Adam Tanner (Harvard University). What Stays in Vegas: The World of Personal Data—Lifeblood of Big Business—and the End of Privacy as We Know It (PublicAffairs, 2014).

"Caesars’ dogged data-gathering methods have been so successful that they have grown to become the world’s largest casino operator, and have inspired companies of all kinds to ramp up their own data mining in the hopes of boosting their targeted marketing efforts. Some do this themselves. Some rely on data brokers. Others clearly enter a moral gray zone that should make American consumers deeply uncomfortable. . . . We live in an age when our personal information is harvested and aggregated whether we like it or not. And it is growing ever more difficult for those businesses that choose not to engage in more intrusive data gathering to compete with those that do."
—Publisher's Website

Monday, November 3, 2014

Outlawry, Governance, and Law in Medieval England

Melissa Sartore (West Virginia University Institute of Technology). Outlawry, Governance, and Law in Medieval England (Peter Lang, 2013).

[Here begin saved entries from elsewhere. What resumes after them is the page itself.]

PR #2651, opened 2018-01-05
Fix Freewheel midroll playback

johnBartos:
### This PR will...
- Allocate a single tag for ad plugins to use. This tag will be used for all ad playback during the session, and will not be used for regular media playback
- Remove `ad-program-controller`
- Refactor `shared-media-pool` to pull a tag from the `media-pool`
- Add a constants file to eliminate magic numbers

Freewheel initializes once per playlist item, and uses this tag for all media elements. If we don't always give it the same tag, it will sometimes play it's ad in the background.

No

No

#### Addresses Issue(s):

JW8-1042


src/js/controller/instream-adapter.js
```diff
@@ -350,7 +351,8 @@ var InstreamAdapter = function(_controller, _model, _view, _mediaPool) {
         if (_destroyed) {
             return null;
         }
-        return _adProgram.primedElement;
+        // window.primedTag = _adProgram.primedElement;
+        // return _adProgram.primedElement;
```
robwalch: @johnBartos what happened here? VAST and IMA need a video tag.

src/js/program/ad-program-controller.js
```diff
@@ -132,21 +135,17 @@ export default class AdProgramController extends ProgramController {
 
 
     destroy() {
-        const { model } = this;
+        const { model, mediaElement, mediaPool } = this;
 
         model.off();
-        this.mediaPool.recycle();
+        mediaPool.clean(this.mediaElement);
```
robwalch: We should only call `mediaPool.clean` if `Features.backgroundLoading`, since the operation is not necessary when we're only using a single video tag, and when that's the case it would have a noticeable effect.

robwalch:
@johnBartos you might want to rollback the merge with master and then rebase - there are still mere conflicts.

PR #2654, opened 2018-01-05
Only trigger captionsList event once when item is ready

robwalch:
### This PR will...

Reset captions in the model without triggering a captionsList event on playlistItem. The captionsList event will be triggered on itemReady and contain sideloaded tracks.

This fixes the `cucumber features/api/api_captions.feature` automated test (https://github.com/jwplayer/jwplayer-commercial/pull/4484) that has been failing since captions.js item handling was changed for background loading.

### DIFF
--- a/src/js/controller/captions.js
+++ b/src/js/controller/captions.js
@@ -66,11 +66,19 @@ const Captions = function(_model) {
                                 });
                         }
                     }
-                    _updateMenu();
                 }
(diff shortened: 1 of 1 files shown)


dannyfinks:
@robwalch looks like captions tests failed because were getting the previous playlist items cues in the next playlist item, but this may just be because this built before the corresponding commercial PR

PR #2657, opened 2018-01-06
Guard against undefined window.localStorage

### LINKED ISSUE #2538: cannot read property 'jwplayer.volume' of undefined
### Expected Behavior

`jwplayer.js` can be loaded into `jsdom` for rudimentary testing of api.

### Actual Behavior

`error: cannot read property 'jwplayer.volume' of undefined`

image

### Steps to reproduce

1.  setup project as described here https://github.com/barsh/jwplayer-jest
2.  run `yarn test`

### Environment

- laptop/desktop
- windows 10
- https://www.npmjs.com/package/jsdom
- https://github.com/barsh/jwplayer-jest/blob/master/jwplayer/debug-v8.0.2/jwplayer.js

### Related
- https://github.com/barsh/jwplayer-jest/issues/1

robwalch:
According to #2538 there's a case where `window.localStorage` could be undefined which breaks player setup. We were only dealing with the case where accessing `window.localStorage` throws an error (Safari), but not where it's undefined.

Fixes #2538

### DIFF
--- a/src/js/model/storage.js
+++ b/src/js/model/storage.js
@@ -6,7 +6,7 @@ let storage = {
 };
 
 try {
-    storage = window.localStorage;
+    storage = window.localStorage || storage;
 } catch (e) {/* ignore */}
 
 function Storage(namespace, persistItems) {


robwalch:
@egreaves let's hold on merging until the npm outage is resolved. I've added a yarn lock file and config for travis which gets this project back up. We'll need to get yarn on Jenkins on Monday to avoid these types of outages.

PR #2667, opened 2018-01-08
Stopped mouseover event from triggering when coming from nextUp

waxidiotic:
### This PR will...

Stop the (mouse)OVER event from triggering when coming from any element within the nextup overlay

Without it, if the controls hide/user goes inactive while hovering the nextup overlay, a mouseover event will fire on the video element causing the controls to show again. This causes the illusion that the nextup display is flickering.

Is this the best way of doing this?

No.

#### Addresses Issue(s):

JW8-1004

### DIFF
--- a/src/js/utils/ui.js
+++ b/src/js/utils/ui.js
@@ -129,7 +129,7 @@ const UI = function (elem, options) {
 
     // overHandler and outHandler not assigned in touch situations
     function overHandler(evt) {
-        if (evt.pointerType !== 'touch' && evt.fromElement.classList[0].indexOf('jw-nextup') === -1) {
+        if (evt.pointerType !== 'touch') {
             triggerEvent(OVER, evt);
         }
     }
--- a/src/js/utils/ui.js
+++ b/src/js/utils/ui.js
@@ -129,7 +129,7 @@ const UI = function (elem, options) {
 
     // overHandler and outHandler not assigned in touch situations
     function overHandler(evt) {
-        if (evt.pointerType !== 'touch') {
+        if (evt.pointerType !== 'touch' && evt.fromElement.classList[0].indexOf('jw-nextup') === -1) {
             triggerEvent(OVER, evt);
         }
     }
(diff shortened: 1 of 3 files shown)


src/js/utils/ui.js
```diff
@@ -129,7 +129,7 @@ const UI = function (elem, options) {
 
     // overHandler and outHandler not assigned in touch situations
     function overHandler(evt) {
-        if (evt.pointerType !== 'touch') {
+        if (evt.pointerType !== 'touch' && evt.fromElement.classList[0].indexOf('jw-nextup') === -1) {
```
robwalch: Ui.js is a generic util. Custom logic for nextup should not go into it. What is listening to `OVER` that causes controls to toggle? This logic should be handled there - likely in view.js or controls.js or a submodule of controls.

src/js/view/view.js
```diff
@@ -404,7 +404,11 @@ function View(_api, _model) {
             },
             doubleClick: () => _controls && api.setFullscreen(),
             move: () => _controls && _controls.userActive(),
-            over: () => _controls && _controls.userActive()
+            over: (evt) => {
+                if (_controls && (evt.sourceEvent.fromElement.classList.length === 0 || evt.sourceEvent.fromElement.classList[0].indexOf('jw-nextup') === -1)) {
```
waxidiotic: Had to also add check for if the classList array was empty, otherwise there was an exception being thrown if the mouse event was sourcing from an element without any classes due to `classList[0]`.

robwalch: Use `evt.sourceEvent.fromElement.className.indexOf('jw-nextup') === -1`. That's just a string of all classes, and it's an empty string when there are no classes - unless we're dealing with a different nodeType that doesn't where classes are undefined. In that case `(evt.sourceEvent.fromElement.className || '').indexOf('jw-nextup') === -1`

robwalch:
We shul

PR #2672, opened 2018-01-09
Implement a small time padding around BGL triggers

johnBartos:
To ensure we start background loading before being able to transition to that item. This ensures that we always (attempt to) load something. With the current implementation tying BGL to when the skip button becomes clickable, automated tests work too quickly to allow BGL to begin.

No

No


robwalch:
@johnBartos please resolve conflicts

PR #2680, opened 2018-01-12
Add background tag priming for Android 

johnBartos:
A player which did not set up within a gesture will not start with primed tags. If we preload and then play a preroll, we have background loaded content which cannot be played without further gesture on Android. This PR will call load again on Android if the media has set a src, but has not yet begun playback (and is thus safe to reload).

Sure

No

#### Addresses Issue(s):

JW8-1076

### DIFF
--- a/src/js/program/media-element-pool.js
+++ b/src/js/program/media-element-pool.js
@@ -65,11 +65,14 @@ function primeMediaElementForPlayback(mediaElement) {
     // If we're in a user-gesture event call load() on video to allow async playback
     if (!mediaElement.src) {
         mediaElement.load();
-    } else if (OS.android && !mediaElement.parentNode && !mediaElement.currentTime) {
+    } else if (OS.android && !mediaElement.parentNode) {
         // If the player sets up without a gesture and preloads, the background tag may not be primed for playback.
         // We need to load again on Android in order to play without another gesture. But make sure we're only reloading
-        // a tag which hasn't begun playback yet.
-        mediaElement.load();
+        // a tag which hasn't begun playback yet
+        const played = mediaElement.played;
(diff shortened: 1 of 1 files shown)


src/js/program/media-element-pool.js
```diff
@@ -64,6 +65,12 @@ function primeMediaElementForPlayback(mediaElement) {
     // If we're in a user-gesture event call load() on video to allow async playback
     if (!mediaElement.src) {
         mediaElement.load();
+    } else if (OS.android && !mediaElement.parentNode) {
+        // If the player sets up without a gesture and preloads, the background tag may not be primed for playback.
+        // We need to load again on Android in order to play without another gesture
+        if (!mediaElement.played.length) {
```
egreaves: Combine this if with the else if:
`else if (OS.android && !mediaElement.parentNode && !mediaElement.played.length)`

src/js/program/media-element-pool.js
```diff
@@ -64,6 +65,10 @@ function primeMediaElementForPlayback(mediaElement) {
     // If we're in a user-gesture event call load() on video to allow async playback
     if (!mediaElement.src) {
         mediaElement.load();
+    } else if (OS.android && !mediaElement.parentNode && !mediaElement.played.length) {
```
robwalch: `mediaElement.played` could be `undefined`.

This could be the case on older android devices or browsers. I think just calling `load()` in these cases would be best otherwise we risk old gesture blocking behavior.

johnBartos: What about if `!currentTime`?

johnBartos:
Failure is a flaky IE test

PR #2682, opened 2018-01-12
Restore stretching functionality in IE/Edge with HLS/DASH streams

boyntoni:
### This PR will...

Enables stretching settings to be respected in IE/Edge. Because IE/Edge do not support object-fit, moved existing logic from HTML5 provider into the VideoActionsMixin. Refactored further to have HTML5 provider rely on this mix-in, as opposed to its own method.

"Outlawry, Governance, and Law in Medieval England evaluates the role of exclusionary practices, namely outlawry, in law and governance in England from the tenth through the thirteenth centuries. Traditional historical narratives dismiss exile, outlawry, and banishment as ineffective and weak methods of maintaining social order. More specifically, the present volume reassesses these forms of exclusion in matters of politics, law, and society, as well as their influence on increased use of imprisonment in later medieval England. Outlawry, Governance, and Law in Medieval England is essential reading for scholars working in this field but is also highly recommended as a text for courses that assess medieval law and the practice of outlawry as well as the development of English Common Law."